Additionally, with any machine learning model, we need some kind of assurance that the model has extracted most of the patterns from the data correctly. We need to make sure that its not picking up too much noise, i.e., the model has low bias and variance. This process is known as validation. We didn’t do this with our GLM (though we could have), but we will demosntrate it here. To figure out how well our classifier will generalize to an independent/unseen dataset, we’ll use the cross validation parameters specified by the fitControl
variable below, which is then passed to the train()
function.
# load caret library
library(caret)
# designate validation method
fitControl <- trainControl(method = "cv", summaryFunction = twoClassSummary,
savePredictions = T, classProbs = T)
# fit a model using the random forest algorithm
rf_out <- train(type ~ ., data = wine_train, method = "rf",
trControl = fitControl)
## Warning in train.default(x, y, weights = w, ...): The metric "Accuracy" was not
## in the result set. ROC will be used instead.
rf_out
## Random Forest
##
## 3898 samples
## 12 predictor
## 2 classes: 'red', 'white'
##
## No pre-processing
## Resampling: Cross-Validated (10 fold)
## Summary of sample sizes: 3508, 3509, 3508, 3508, 3508, 3508, ...
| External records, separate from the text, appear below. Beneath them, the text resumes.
PR #93, opened 2020-10-06
Implement reset in Z3 solver

### LINKED ISSUE #92: Support for reset in Z3 solver
Message is null.
Solver was Z3.

hajduakos:
This PR implements the reset function in the Z3 solver. While it is recommended to instead use push/pop, it can be still useful for quick prototyping. Furthermore, some messages were added to exceptions.

Fixes #92

### DIFF
--- a/build.gradle.kts
+++ b/build.gradle.kts
@@ -10,7 +10,7 @@ buildscript {
 
 allprojects {
     group = "hu.bme.mit.inf.theta"
-    version = "2.7.0"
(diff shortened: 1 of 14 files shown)


as3810t (approved):
I think it works as intended. Maybe there could be another test case for the `reset` function similar to `testClear` in `Z3SolverTest` that checks whether `reset` resets the stack of the solver as well.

## Resampling results across tuning parameters:
##
## mtry ROC Sens Spec
## 2 0.9988021 0.9824098 0.9986360
## 7 0.9980928 0.9782431 0.9959091
## 12 0.9972662 0.9730670 0.9938636
##
## ROC was used to select the optimal model using the largest value.
## The final value used for the model was mtry = 2.
# evaluate feature important
rf_feat_importance <- varImp(rf_out)
ggplot(rf_feat_importance)
Similarly to our GLM, we want to assess the performance of the model. We can extract the ROC info from the caret
model with the following code:
# select a parameter setting
selectedIndices <- rf_out$pred$mtry == 2
head(rf_out$pred[selectedIndices, ])
## pred obs red white rowIndex mtry Resample
## 1 white white 0.008 0.992 4 2 Fold01
## 2 white white 0.002 0.998 20 2 Fold01
## 3 red red 0.992 0.008 24 2 Fold01
## 4 white white 0.004 0.996 28 2 Fold01
## 5 white white 0.002 0.998 55 2 Fold01
## 6 red red 0.958 0.042 56 2 Fold01
# plot the ROC curve
rf_plot <- ggplot(rf_out$pred[selectedIndices, ],
aes(m=white, d=factor(obs, levels = c("red", "white")))) +
geom_roc(n.cuts=0)
rf_plot
## Warning in verify_d(data$d): D not labeled 0/1, assuming red = 0 and white = 1!